PR #740, opened 2016-12-07
Set decision_cost when granting application

colinbruce:
When a user manually overrides a no decision, the value was not being set
This PR ensures that the decision_cost is set on manual override and backdates the change to pre-existing granted applications


lgarvey:
@colinbruce looks good!

PR #744, opened 2017-01-12
Migrate identity codes from BE to SOP

colinbruce:
## Background [Trello Ticket](https://trello.com/c/BC3V2a7x/19-business-entity-codes-changing-in-january)
Traditionally HMCTS used a Business Entity code (BE code) to identity unique parts of the business, e.g. Bristol County Court would be BC100, the Family Division of Bristol would be BC101, Magistrates BC102, etc. Note: codes are fictional!

As of early 2017, they plan to move to a new numbering system, this will be an 8 digit identifier, e.g. 10101010.

The BE codes served two purposes within the HWF system, they allowed financial tracking by division and they formed the basis of paper applications processed in courts.  The first paper form processed by Bristol Family would be BC101-16-00001 for example.

It has been decided that after the switchover date the new SOP fomat is not suitable for use as the basis of reference numbers (e.g. 10101010-17-00001 is not very user friendly!) so, after the switchover date, the current format for online applications will be used for both paper and online forms.  This means that there will be a consistent strategy for referencing HWF applications, HWF-XYX-XYX

## Changes
This PR serves two functions:

* it has to ensure that the new SOP codes are displayed on the financial report to allow tracking against either number
* after the switchover date it uses a dramatically different style of allocating reference numbers.

This involves changing the MVC objects directly concerned as well as a number of service classes and view models that have been used to display/manipulate the core objects


spec/features/admin_can_maintain_business_entities_spec.rb
```diff
@@ -5,108 +5,234 @@
...
+        context 'by adding' do
+          before do
+            click_link 'Add'
+            fill_in 'business_entity_name', with: new_description
+            fill_in 'business_entity_sop_code', with: new_sop_code
+            click_button 'Create business entity'
+          end
+
+          scenario 'the index page reflects the update' do
+            # binding.pry
```
zaparka: we don't need this :)

colinbruce: Darn! :)

GitCop:

 * Commit: 6946eace7f0458496225fe46a142c9ef8d38e67d

---

PR #748, opened 2017-02-13
Feature/rst 33 remove bussines code switch

zaparka:
@colinbruce Could please take a look? I refactored some code and also removed be_code index from db (it was failing when empty).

_ _ _

• **PROBLEM DESCRIPTION**
Only the lines from the one with "Feature/rst 33 remove bussines code switch" through the end of the data should be printed, each exactly as it appears.

• **RESULT OF THIS EXERCISE**
Feature/rst 33 remove bussines code switch

zaparka:
@colinbruce Could please take a look? I refactored some code and also removed be_code index from db (it was failing when empty).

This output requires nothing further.